Tal vez sea esta dialéctica, este ir y venir entre pasajes más o menos asequibles, entre pasajes más abstrusos y otros más al alcance de la mano, lo que visualmente describan los versos entrecortados y con diferentes márgenes que ocupa Viscarra. Las imaginarias cartas de amor intercambiadas entre dos miembros del movimiento JRA (Japanese Red Army, Ejército Rojo Japonés, involucrados en una serie de atentados terroristas), Tsuyoshi Okudaira y Fusako Shigenobu (militantes reales del señalado grupo) devienen una serie de poemas que hilan el conjunto. Ergo lo que podría haber sido una trasnochada declaración política se convierte en parte del universo de Viscarra.

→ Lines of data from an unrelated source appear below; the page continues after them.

PR #1923, opened 2019-04-04
Improve MathML for \not

ronkok:
This PR resolves a long-standing TODO item by implementing `\not` in MathML. The code employed is similar to the code used for HTML `\not` prior to PR #1497.

### DIFF
--- a/src/buildMathML.js
+++ b/src/buildMathML.js
@@ -163,31 +163,6 @@ export const buildExpression = function(
         groups.push(group);
         lastGroup = group;
     }
-
-    // Combine \not with mrels and mords
-    for (let i = (groups.length - 2); i >= 0; i--) {
-        const group = groups[i];
-        if (group instanceof MathNode && group.type === 'mi' &&
-                group.children.length === 1) {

Tengo la plena seguridad de que no son pocas las señales y las entradas que se me escapan de este libro poliédrico. Apenas si he mencionado su relación con la iconografía japonesa. La violencia mercenaria del samurái, ¿tiene algo que ver con el servilismo patriotero del ejército de Chile? Todos estos signos, en su degradación, invitan a una lectura mucho más acabada que la que hemos podido hacer en estas breves páginas. El lugar de origen y el cosmopolitismo como fuerzas ¿opuestas? son asumidos como hechos de una causa que no resiste mayor análisis para el autor, aun cuando haya sido, antaño, tema de fervoroso debate en las letras chilenas.
La muerte del shōgun es la superación definitiva, y a la vez la continuación, de aquellas preguntas que encuentran de manera contundente solución entre estas páginas.